Building Your Dream Home

When I founded a marriage and family organisation while still at seminary, I struggled with what to name it.  Many of the cool biblical phrases were already taken.

A colleague with Family Life suggested a variation on a wedding vow, “Til death do us Partington”.  That didn’t fly.

Around that same time I discovered the concept of “shalom bayit”. Shalom bayit means “peace in the home” in Hebrew.  It’s an overarching model for the family grounded in Genesis, reflected throughout both testaments by its Jewish authors, and embellished in later Rabbinic writings.

So, “Peace in the Home” became the name of our ministry. Today its values and mission live on through this blog, as well as through my speaking and counseling.

Peace in the Home has a hopeful ring, doesn’t it?  Today I want to focus on the fourth word, “home”.

While our culture tends to minimize it, what happens at home is hugely significant.  To clinicians, home is a developmental laboratory that houses a complex system of relationships and transactions.

Many, myself included, believe that a marriage, whether healthy or unhealthy, affects three or more generations. It’s not just about two people.

In Hebrew thought, the home is a mini-sanctuary.  It’s a sacred place where a husband and wife worship God by how they live and relate.
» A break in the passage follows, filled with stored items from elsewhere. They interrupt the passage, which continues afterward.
PR #320, opened 2016-09-01
Add support for AutoBindSingleton

elandau:
Added a general ScanningModuleBuilder with support for class annotations on top of which AutoBindSingleton auto binding is implemented.  The resulting module can be installed directly on an injector.

```java
Guice.createInjector(new ScanningModuleBuilder().
     .forPackages("org.example")
     .addScanner(new AutoBindSingletonAnnotatedClassScanner())
     .build()
)
```

### DIFF
--- a/governator-core/build.gradle
+++ b/governator-core/build.gradle
@@ -7,6 +7,7 @@ dependencies {
     compile     "com.google.inject:guice:${guice_version}"
     compile     "com.google.inject.extensions:guice-multibindings:${guice_version}"
     compile     "com.google.inject.extensions:guice-grapher:${guice_version}"    // should be provided - only if you want graphing
+    compile     "org.ow2.asm:asm:5.0.4"
 
     testCompile "org.hamcrest:hamcrest-core:${hamcrest_version}"
     testCompile "org.hamcrest:hamcrest-library:${hamcrest_version}"
--- a/governator-core/build.gradle
+++ b/governator-core/build.gradle
@@ -7,7 +7,6 @@ dependencies {
     compile     "com.google.inject:guice:${guice_version}"
     compile     "com.google.inject.extensions:guice-multibindings:${guice_version}"
     compile     "com.google.inject.extensions:guice-grapher:${guice_version}"    // should be provided - only if you want graphing
-    compile     "org.ow2.asm:asm:5.0.4"
 
     testCompile "org.hamcrest:hamcrest-core:${hamcrest_version}"
     testCompile "org.hamcrest:hamcrest-library:${hamcrest_version}"
--- a/governator-core/build.gradle
+++ b/governator-core/build.gradle
@@ -7,7 +7,6 @@ dependencies {
     compile     "com.google.inject:guice:${guice_version}"
     compile     "com.google.inject.extensions:guice-multibindings:${guice_version}"
     compile     "com.google.inject.extensions:guice-grapher:${guice_version}"    // should be provided - only if you want graphing
-    compile     "org.ow2.asm:asm:5.0.4"
 
     testCompile "org.hamcrest:hamcrest-core:${hamcrest_version}"
     testCompile "org.hamcrest:hamcrest-library:${hamcrest_version}"
@@ -17,7 +16,4 @@ dependencies {
     test {
         useJUnit()
     }
-
-
-
 }
--- a/governator-core/build.gradle
+++ b/governator-core/build.gradle
@@ -7,6 +7,7 @@ dependencies {
     compile     "com.google.inject:guice:${guice_version}"
     compile     "com.google.inject.extensions:guice-multibindings:${guice_version}"
     compile     "com.google.inject.extensions:guice-grapher:${guice_version}"    // should be provided - only if you want graphing
+    compile     "org.ow2.asm:asm:5.0.4"
 
     testCompile "org.hamcrest:hamcrest-core:${hamcrest_version}"
     testCompile "org.hamcrest:hamcrest-library:${hamcrest_version}"
@@ -16,4 +17,7 @@ dependencies {
     test {
         useJUnit()
     }
+
+
+
 }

It’s the center of the universe for children’s, youth and family ministry.  It’s the foremost school in the land.  It’s where the rubber meets the road.
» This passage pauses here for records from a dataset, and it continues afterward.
PR #321, opened 2016-09-06
Updated JettyModule to accept Guice-bound JettyConnectorProviders.

JackOfMostTrades:


governator-jetty/src/main/java/com/netflix/governator/guice/jetty/JettyConnectorProvider.java
```diff
@@ -0,0 +1,13 @@
...
+
+import org.eclipse.jetty.server.Connector;
+import org.eclipse.jetty.server.Server;
+
+/**
+ * Implementations of this interface should return a connector which may be added to a Jetty server. The server is
+ * passed as an argument to the getConnector() argument so that implementations can utilize subclasses of Jetty's
+ * ServerConnector which requires the Server as a constructor argument.
+ */
+public interface JettyConnectorProvider {
```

Whatever else may be said about the home, it is the bottom line of life.  The anvil upon which attitudes and convictions are hammered out.  The single most influencial force in our earthly existence.  It is at home, among family members, that we come to terms with  circumstances.  It is here that life makes up its mind.

Charles Swindoll

Since the home is so important, how we build it is also important.

How many times have you heard of couples splitting up during construction or after completing their “dream” home?  Sometimes as the house expands, the home collapses.  It happens far too often.
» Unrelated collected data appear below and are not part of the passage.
PR #324, opened 2016-09-28
Governator Jersey-Guice integration

elandau:
Fork the jersey-guice integration to gain more control over Jersey's ResourceConfig and NOT auto-register bound classes with @Path annotations to the Jersey context.

Usage,
```java
LifecycleInjector injector = InjectorBuilder.fromModules(
    new JerseyServletModule() {
        @Override
        protected void configureServlets() {
            install(new GovernatorJerseySupportModule());
            serve("/*").with(GovernatorServletContainer.class);
        }
        
        @Advises
        @Singleton
        @Named("governator")
        UnaryOperator<DefaultResourceConfig> getResourceConfig() {
            return config -> {
                Map<String, Object> props = config.getProperties();
                props.put(ResourceConfig.FEATURE_DISABLE_WADL, "false");
 
                config.getClasses().add(SampleResource.class);

                return config;
            };
        }
    };
}
```


governator-jersey/build.gradle
```diff
@@ -1,7 +1,11 @@
 apply plugin: 'java'
 
+sourceCompatibility = 1.8
+targetCompatibility = 1.8
+
 dependencies {
     compile project(':governator-core')
+    compile project(':governator-providers')
```
twicksell: governator-jersey-providers? Not to be confused with Guice Providers

elandau: This is the new project for @ProvidesWithAdvice, has nothing to do with Jersey.

zarfide:
Like.

governator-jersey/src/main/java/com/netflix/governator/guice/jersey/GovernatorJerseySupportModule.java
```diff
@@ -0,0 +1,80 @@
...
+import javax.inject.Singleton;
+import javax.servlet.ServletContext;
+
+/**
+ * Module enabling support for Jersey configuration via advisable bindings for {@link DefaultResourceConfig}.
+ * This module provides an alternative Guice integration based on jersey-guice {@link GuiceContainer} but with 
+ * less opinions, such as automatically adding any bound class with {@literal @}Path as a resources.
+ * 
+ * Applications are expected to customize {@link DefaultResourceConfig} to provide a whitelist of
+ * root resources to expose.  This can be done by adding the following {@link @Advises} method.
```
qiangdavidliu: More documentation on 'where' the below should be added?

governator-jersey/src/main/java/com/netflix/governator/guice/jersey/GovernatorJerseySupportModule.java
```diff
@@ -0,0 +1,80 @@
...
+ * 
+ * <pre>{@code
+@Advises
+@Singleton
+@Named("governator")
+UnaryOperator<DefaultResourceConfig> adviseWithMyApplicationResources() {
+    return defaultResourceConfig -> {
+        defaultResourceConfig.getClasses()
+            .addAll(Arrays.asList(MyApplicationResource.class));
+        return defaultResourceConfig;
```
qiangdavidliu: Users may still want to have the ability to scan their (specifically declared) packages. Looks like a way to do so would be something like
```
DefaultResourceConfig scanned = new PackagesResourceConfig("com.my.specific.package");
defaultResourceConfig.getClasses()
    .addAll(scanned.getClasses());
```
Perhaps provide documentation/easier api for this use case?

governator-jersey/src/main/java/com/netflix/governator/guice/jetty/GovernatorServletContainer.java
```diff
@@ -1,94 +1,23 @@
...
- *             .build());
- * }
- * }
- * </pre>
+ * @see GovernatorJerseySupportModule
  */
 @Singleton
-public final class GovernatorServletContainer extends GuiceContainer {
+@Deprecated
+public final class GovernatorServletContainer extends com.netflix.governator.guice.jersey.GovernatorServletContainer {
```
qiangdavidliu: Is there any dependency on this class today that cannot break? This is a breaking change.

governator-jersey/src/main/java/com/netflix/governator/guice/jersey/GovernatorJerseySupportModule.java
```diff
@@ -0,0 +1,80 @@
...
+ * 
+ * Applications are expected to customize {@link DefaultResourceConfig} to provide a whitelist of
+ * root resources to expose.  This can be done by adding the following {@link @Advises} method.
+ * 
+ * <pre>{@code
+@Advises
+@Singleton
+@Named("governator")
+UnaryOperator<DefaultResourceConfig> adviseWithMyApplicationResources() {
+    return defaultResourceConfig -> {
```
qiangdavidliu: Also add documentation on changing config properties, such as
```
Map<String, Object> props = defaultResourceConfig.getProperties();
props.put(ResourceConfig.FEATURE_DISABLE_WADL, "false");
```

elandau: This one might be confusing since it will be implicitly done by an internal @Advice that ties properties to archaius.  I'll make it clear that any change to DefaultResourceConfig will be picked up.

governator-jersey/src/main/java/com/netflix/governator/guice/jersey/GovernatorJerseySupportModule.java
elandau: I really don't think we should be documenting all of jersey here.

governator-jersey/src/main/java/com/netflix/governator/guice/jetty/GovernatorServletContainer.java
elandau: We do have an internal dependency for the new runtime-lifecycle but it can be easily fixed by binding to GovernatorServletContainer.  Making this fully backwards compatible would end up overly complicating the implementation, especially when the fix is easy and impact minimal.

Melissa and I began building a house in North Carolina two months after we married.  No, we weren’t consciously trying to cut short our relationship!  We just couldn’t find the right house, so we decided to build one.

After the land was cleared, a flatbed truck pulled up with all of the materials — bricks for the foundation, lumber for framing, windows and doors, shingles for the roof.

As the walls rose, so did our excitement … until we noticed something.  Instead of covering the framing with plywood or OSB, our builder used a thin, foil-covered material.  Essentially, it was made out of paper.  As construction progressed, the sheathing was accidentally punctured by ladders and forklifts.  Many holes were patched, but some were just covered up by the siding crew.

While nothing could dampen our excitement about moving into our first home together, we were a little disappointed that our builder had compromised on materials.  Shoddy building materials can’t weaken relationships anymore than granite countertops can strengthen them, or can they?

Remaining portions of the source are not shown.